• _Source information_:
PR #5761, opened 2026-07-13
feat(engine): give Conjure a library position for "top N at random"

### LINKED ISSUE #5614: engine: Conjure has no library position, so "into the top N cards at random" collapses to Zone::Library
## Summary

`Effect::Conjure` models its destination at **Zone granularity** (`destination: Zone`), so Alchemy conjures that name a *positional* library slot lose that constraint. Introduced knowingly in #5610, which parses the destination phrase and collapses it to `Zone::Library`.

Affected templating (6+ cards): *"conjure a duplicate of that creature **into the top five cards of your library at random**"* — Goblin Morale Sergeant, Jessie Zane, Fangbringer, Mine Security, Sheoldred's Assimilator, Sliver Weftwinder.

**Gameplay impact:** the card is supposed to land in a random slot among the top N, so it is drawn within roughly N draws. Collapsed to `Zone::Library`, it lands at whatever `zones::create_object` inserts at — a deterministic end of the library — so it is either drawn far sooner or effectively never. That is a real deviation, though a much smaller one than the status quo before #5610, where the whole clause failed to parse and the ability did nothing at all.

## Why it wasn't fixed in #5610

Representing it faithfully needs **two** engine changes, neither of which belongs in a parser PR:

1. `Effect::Conjure` would need to carry a position (it currently has only `destination: Zone`; contrast `Effect::ChangeZone`, which already has `library_position: Option<LibraryPosition>`).
2. `LibraryPosition` has no variant for this shape. Its variants are `Top`, `Bottom`, `NthFromTop { n }`, and `BeneathTop { depth }` — none of which expresses *"a uniformly random slot among the top N."*

So this is a new field **and** a new enum variant, which is an `add-engine-variant` gate decision, not a hunk on a parser PR. #5610 is a strict improvement (6 cards go from non-functional to functional) and its collapse is documented in the code.

## Proposed fix

- Add a `RandomWithinTop { n: QuantityExpr }` variant to `LibraryPosition` (CR has no entry — Alchemy is digital-only — so annotate accordingly rather than fabricating a CR number).
- Give `Effect::Conjure` a `library_position: Option<LibraryPosition>` field, mirroring `Effect::ChangeZone`.
- Route the existing `" into the top N cards of ... at random"` combinator arm in `oracle_effect/mod.rs` to populate it instead of discarding the count.

The parser already consumes the count via `parse_number` and throws it away; the arm is the natural place to thread it through once the type can hold it.

## Evidence

- `Effect::Conjure` definition: `crates/engine/src/types/ability.rs` (`cards`, `destination: Zone`, `tapped` — no position).
- `LibraryPosition` variants: `crates/engine/src/types/ability.rs`.
- `Effect::ChangeZone` already carries `library_position: Option<LibraryPosition>` — the precedent to mirror.
- Card list from `data/mtgjson/AtomicCards.json` and the #5610 parse-diff sticky.

nghetienhiep:
Effect::Conjure modeled its library destination at Zone granularity, so
Alchemy conjures that name a positional library slot ("into the top five
cards of your library at random" — Goblin Morale Sergeant, Jessie Zane,
Fangbringer, Mine Security, Sheoldred's Assimilator, Sliver Weftwinder)
collapsed to Zone::Library and landed at the deterministic bottom, drawn
far sooner or effectively never.

Add a LibraryPosition::RandomWithinTop { n } variant (digital-only, no CR
entry) and an Option<LibraryPosition> field on Effect::Conjure mirroring
Effect::ChangeZone. The parser arm that already consumed the count now
threads it into the position instead of discarding it, and the resolver
reorders the just-conjured card into a uniformly random slot among the
top N (in-library reorder, not a replaceable zone event).

Closes #5614


matthewevans (changes requested):
**Changes requested — this independently reintroduces the positional-conjure gaps already identified for the same card class.**

## 🔴 Blocker

- `crates/engine/src/parser/oracle_effect/mod.rs:9180-9205` accepts both `your library` and `each player's library`, while `crates/engine/src/game/effects/conjure.rs:45-107` creates every card with `ability.controller` and `:222-266` reorders only that controller's library. Sandcloud Harbinger's verified Oracle text is: “When Sandcloud Harbinger enters, conjure three cards named Sunscorched Desert into the top ten cards of each player's library at random.” The current model has no destination-player scope, so it necessarily puts all three cards into one library. Carry a typed player scope through `Effect::Conjure` and resolve once per affected player; add a multiplayer runtime regression asserting three cards in every affected library.

- `crates/engine/src/game/effects/conjure.rs:222-266` directly removes and inserts a library card but does not call the existing `layers::mark_layers_full_if_top_of_library_static_live` authority used after library-top changes. A cached `TopOfLibraryMatches` static can therefore retain the former top card when this reordering selects index zero. Reuse that invalidation seam and add a production-path regression with a live top-of-library static.

## 🟡 Non-blocking

- The added many-seed placement test is useful for the singular controller-library path, but it cannot expose either player scope or a cached-layer failure.

## ✅ Clean

- The top-N computation samples from the actual library slots, and the test proves the chosen index varies.
- `LibraryPosition::RandomWithinTop` is a maintainable typed representation of the positional constraint.
- Current GitHub CI is green for `ece8e9a`.

**Recommendation: carry destination player scope and route the reorder through the existing library-top invalidation authority, with multiplayer and live-layer regressions, before re-review.**

matthewevans (changes requested):
**Changes requested — the player scope and layer invalidation are now correct, but multi-card conjures do not preserve the final top-N constraint.**

## 🔴 Blocker

- `crates/engine/src/game/effects/conjure.rs:299-302` samples and inserts each card independently while `crates/engine/src/game/effects/conjure.rs:308-318` mutates the library immediately. For Sandcloud Harbinger, whose verified Oracle text is “When Sandcloud Harbinger enters, conjure three cards named Sunscorched Desert into the top ten cards of each player's library at random,” an earlier card inserted at index 9 can be shifted to index 10 by a later card inserted before it. The final library can therefore contain one of the three outside its top ten. Choose/reserve the full set of final slots (or construct the recipient's final top-N segment atomically) so every conjured copy remains in the named window after the entire instruction resolves. Add a deterministic multi-card regression that forces the old late-insertion displacement and asserts all copies are still within the final top-N range.

## 🟡 Non-blocking

- `crates/engine/src/game/effects/conjure.rs:273-318` honors non-random `LibraryPosition` variants that no Conjure parser currently emits. Keeping that composability is reasonable, but the test suite should stay focused on the parser-reachable random placement path.

## ✅ Clean

- `crates/engine/src/game/effects/conjure.rs:70-85` now correctly fans the effect out to each non-eliminated recipient, and the multiplayer regression checks ownership as well as library membership.
- `crates/engine/src/game/effects/conjure.rs:235-239` uses the existing top-of-library layer invalidation authority, with a production-path regression.
- The current parse-diff reports no unexpected card-parse changes.

**Recommendation: make positional Conjure placement atomic per recipient across the whole card count, prove the adversarial insertion order, then request re-review.**

matthewevans (changes requested):
**Changes requested — the atomic placement is at the right seam, but the regression does not yet prove the displaced-copy failure and the current head fails the zone-authority gate.**

## 🔴 Blocker

- `crates/engine/src/game/effects/conjure.rs:481-556` seeds the production RNG and asserts the final top-three contents, but it does not force or expose the old late-insertion ordering. The replaced per-copy implementation can leave all three copies in the top three for some sampled slot sequences (for example, successive slots 0, 1, 2), so this test's source alone does not establish that reverting the atomic block fails. Add a deterministic production-path witness for the adverse order (or deterministically search fixed seeds and assert the witness) before re-review.

- Current GitHub CI is red: `scripts/check-engine-authorities.sh` reports the stale `reposition_conjured_in_library` census row after this commit renamed the exempt helper to `place_conjured_in_library`. Regenerate the frozen baseline so the required authority gate matches the actual raw-zone sites.

## 🟡 Non-blocking

- The `RandomWithinTop` algorithm assumes the requested window is at least the number of conjured copies; that is true for the parser-reachable Alchemy cards named here, but a future producer with `count > n` will need an explicit semantic policy because all copies cannot fit in that window.

## ✅ Clean

- The new `place_conjured_in_library` seam reserves and constructs the recipient's final window atomically, which addresses the previous multi-copy displacement flaw.
- The current head retains the earlier recipient-scope and top-of-library invalidation fixes; the parse-diff artifact for this head reports no card-parse changes.

**Recommendation: add a deterministic adverse-order regression and refresh the authority baseline, then request re-review.**

matthewevans (changes requested):
**Changes requested — the authority baseline is now correct, but the required adversarial regression is unchanged.**

## 🔴 Blocker

- `crates/engine/src/game/effects/conjure.rs:481-556` is unchanged from the prior reviewed head: it seeds the production RNG and observes one final arrangement, but it does not force or expose the old late-insertion order. The replaced incremental implementation can still keep all copies in the final top three for some sampled sequences, so this test does not demonstrate that reverting the atomic placement fails. Add a deterministic production-path adverse-order witness (or a deterministic fixed-seed search that proves one) before re-review.

## 🟡 Non-blocking

- None.

## ✅ Clean

- `scripts/zone-authority-baseline.txt` now removes the obsolete `reposition_conjured_in_library` census row, and the current GitHub CI run is green.
- The parse-diff artifact remains `No card-parse changes`, matching this resolver-only follow-up.

**Recommendation: retain the atomic implementation and add the missing discriminating regression, then request re-review.**

matthewevans (approved):
**Approved — current head clears the requested multi-copy regression proof.**

## 🔴 Blocker

- None.

## 🟡 Non-blocking

- `RandomWithinTop` still assumes parser-reachable inputs where the named top-N window can contain the conjured count; any future producer with `count > N` needs an explicit policy.

## ✅ Clean

- `crates/engine/src/game/effects/conjure.rs` constructs each recipient’s final positional-library window atomically at the resolver seam, retaining the recipient scope and shared top-of-library invalidation already reviewed.
- The fixed seed sweep covers an adverse `three into top five` ordering across seeds `0..64`; reverting to the former per-copy placement permits displacement beyond the final window.
- Current required CI is green, and the current parse-diff artifact reports no card-parse changes, matching this resolver-only follow-up.

**Recommendation: approve and enqueue as `enhancement`.**

PR #5765, opened 2026-07-13
Fix targeted loyalty cancel rollback

mike-theDude:
@/tmp/pr-4739-body.md


matthewevans (changes requested):
**Changes requested**

## 🔴 Blocker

• _Required action_:
Set the entries down again exactly, beginning with their first line and ending with the line that contains "models its destination"; omit all other lines.

• _Task result_:
PR #5761, opened 2026-07-13
feat(engine): give Conjure a library position for "top N at random"

### LINKED ISSUE #5614: engine: Conjure has no library position, so "into the top N cards at random" collapses to Zone::Library
## Summary

`Effect::Conjure` models its destination at **Zone granularity** (`destination: Zone`), so Alchemy conjures that name a *positional* library slot lose that constraint. Introduced knowingly in #5610, which parses the destination phrase and collapses it to `Zone::Library`.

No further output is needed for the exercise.